Mid-century modern – Tissot’s excellent Heritage Petite SecondeTime+Tide
Editor’s note: The Tissot Heritage Petite Seconde isn’t a new watch but, oh boy, it’s still a good-looking piece of wristwear. The simple case, numerals, and dial texture all add up to an entirely pleasing watch …
The story in a second: Tissot‘s latest heritage release is another hit.
In these days of the never-ending vintage revival, it seems that every brand has to have a heritage collection, regardless of whether they have any actual heritage. That’s not a problem Tissot has to deal with, as the brand dates way back to 1853, a depth of history that’s reflected in the strength of their current heritage lineup. The latest member is this handsome fella, the Tissot Heritage Petite Seconde, a hand-winding hero based on a 1943 design, which is entirely suited to the modern day.
There’s an interesting story about this reissue, and it centres on one word on the dial. The Heritage Petite Seconde is a tribute to an antimagnetic watch from 1943. When the watch was originally shown at Baselworld this year it featured a line of text reading ‘antimagnetique’ under the wonderfully retro, sweeping Tissot logo. As you can see, that word is no longer there, likely because, while the watch was antimagnetic 70 or so years ago, technology has moved on, and it wouldn’t be accurate to call the watch antimagnetic by modern standards. And so, now that the watch is in production, that problematic line of text is gone. And while it added some charm, I don’t particularly miss it, as there’s plenty going on with the dial as it is.
It’s silver, with a very light vertical brush, and all the other details are black, meaning legibility isn’t an issue. The sans serif Arabic numerals are plain, but the font still manages to look exceptionally mid-century. Pleasingly, the font on the main dial matches the seconds subdial. The hands are black, and leaf-shaped — long, thin and very stylish. And while you could easily get lost in the details of the dial, for me it’s the whole picture that impresses the most; it has just the right amount of negative space and subtle treatments to ensure its heritage style has modern-day appeal.

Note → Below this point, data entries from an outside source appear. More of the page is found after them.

PR #279, opened 2025-09-11
fix(engine): fix data race on shutdown

### LINKED ISSUE #273: Prepare Engine for Integration into Docker Desktop

### LINKED ISSUE #280: Run unit tests with `-race` flag and fix all data race issues

joe0BAB:
Fixes a data race in the engine and enables `-race` flag for unit tests (except for engine, need to fix more data races first).


engine/engine.go
```diff
@@ -51,26 +51,23 @@ func newEngine(ctx context.Context, cfg config) (engine, error) {
...
 	}()
 	return &engineImpl{
 		reg: reg,
 		close: sync.OnceValue(func() error {
 			defer cfg.listener.Close()
-			select {
-			case <-done:
-				return serverErr
-			default:
-			}
```
joe0BAB, line 68: I misunderstood how http.Server.Shutdown works. We can always call it regardless if some http.Server.Serve crashed. The only limitation is that we shouldn't call it more than once (which already prevent anyway)

Benehiko (approved):

PR #282, opened 2025-09-12
fix(engine): make cmd watcher synchronous to avoid data races later

joe0BAB:


Benehiko (commented):
Wouldn't this increase data races because we are splitting the Run function (which was blocking?)

joe0BAB:
The current problem this aims to solve is that we run a cleanup close call on the file descriptors inherited to the child process in the parent process before the child has started (that's the race issue, that there's no guarantee it has started yet). We can solve this two ways:
- making the cmd launch wrapper synchronous (what this PR is doing)
- add a callback "onStarted" parameter and trigger the parent cleanup from there

As we anyway need to wait for the child process to have been started later, there's no advantage in keeping the launch wrapper async. 

The cmd.Run is only called inside this wrapper. The interface/generic stuff is only for being able to write unit tests and emulating specific scenarios. So no, I don't think so (or maybe you meant something else that I missed)

Benehiko (approved):

PR #286, opened 2025-09-15
fix(engine): iterating over all plugins is concurrency safe

### LINKED ISSUE #280: Run unit tests with `-race` flag and fix all data race issues

joe0BAB:
The previous implementation of `GetAll() []runtime` was not actually concurrency safe as while accessing the slice inside `GetAll()` was protected by mutex, the returned slice would be used in unprotected ways. One option to fix this is to implement an `Iterator` interface with a `Iterator.Next()` method that mutex protected gets the next `runtime`.


engine/manager.go
```diff
@@ -13,13 +13,31 @@ type removeFunc func()
 
 type registry interface {
 	Register(plugin runtime) (removeFunc, error)
-	GetAll() []runtime
+	Iterator() iterator
+}
+
+type iterator interface {
+	Next() runtime
```
Benehiko: i think there's a built-in type for this https://pkg.go.dev/iter#Seq2

engine/manager.go
```diff
@@ -51,18 +69,50 @@ func (m *manager) sort() {
...
+	m.m.Lock()
+	defer m.m.Unlock()
+	startIdx := -1
+	if len(m.plugins) > 0 {
+		startIdx = 0
+	}
+	result := &visitor{index: startIdx, m: m}
+	m.visitors[result] = struct{}{}
+	return result
+}
```
Benehiko: not sure why we are implementing this from scratch - there is a built-in for this https://pkg.go.dev/iter#Seq2

Benehiko (approved):
LGTM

The steel case of the Heritage Petite Seconde was, for me, the biggest surprise about this watch. I was expecting something chunkier, more tool-like in appearance and construction. Instead, I found the 42mm wide by 11.4mm tall case (it would be hard to fit this particular movement in anything smaller) was refined and dressy, full of pleasing curves, giving it a warm, pebble-like feeling. The crystal is a nicely domed sapphire, held in place by a narrow, polished bezel that proves some contrast to the case middle and lugs, which are brushed on the sides. The crown on this watch is particularly important, as you’ll be winding it every day or so – and I think it strikes the right balance between unobtrusive and functional.
The calibre on view through the expansive clear caseback is, in its own way, legendary. It’s the ETA 6498-1, a simple, ever-reliable hand cranker, originally born in 1950, that has shown up in all kinds of watches, from smaller boutique brands all the way up to Panerai and Omega. It’s a movement with a heritage to match the look of the Tissot, and its finishing, machined perlage, chemically blued screws and sheer expanse means that it gives quite a show.
I was so pleased Tissot opted for a 20mm strap here. It wouldn’t have been out of the question to go for a 22, but I think that would have messed up the proportions, resulting in a watch that looked too bulky on the wrist. The choice of vintagey brown calf is safe, but with just the right amount of heritage appeal. It comes with a double fold deployant, which is absolutely fine, but I would have preferred a more traditional tang-style buckle.
On the wrist
I’ve owned quite a few watches powered by this same large movement. It’s no coincidence that I’ve sold all these watches after a fairly short amount of time, simply because I always found the watches overly clunky or chunky. I can’t see that being a problem with this watch, however; it wears much smaller than you’d think, and thanks to all the curves, it’s smooth on the wrist – I can comfortably see this as an everyday piece.
Tissot are cranking out some exceptional watches at the moment, and the Tissot Heritage Petite Seconde is no exception. Good looks, great wearing experience, and a value proposition that’s hard to beat.
Would you like to wind my watch?
Who’s it for?
Well, anyone really, but especially heritage fans and people looking to get into mechanical watches.
What would we change?
If we could squeeze this movement into a 40mm case that’d be amazing, but it’s not going to happen. More achievable, though, is swapping the deployant for a tang buckle.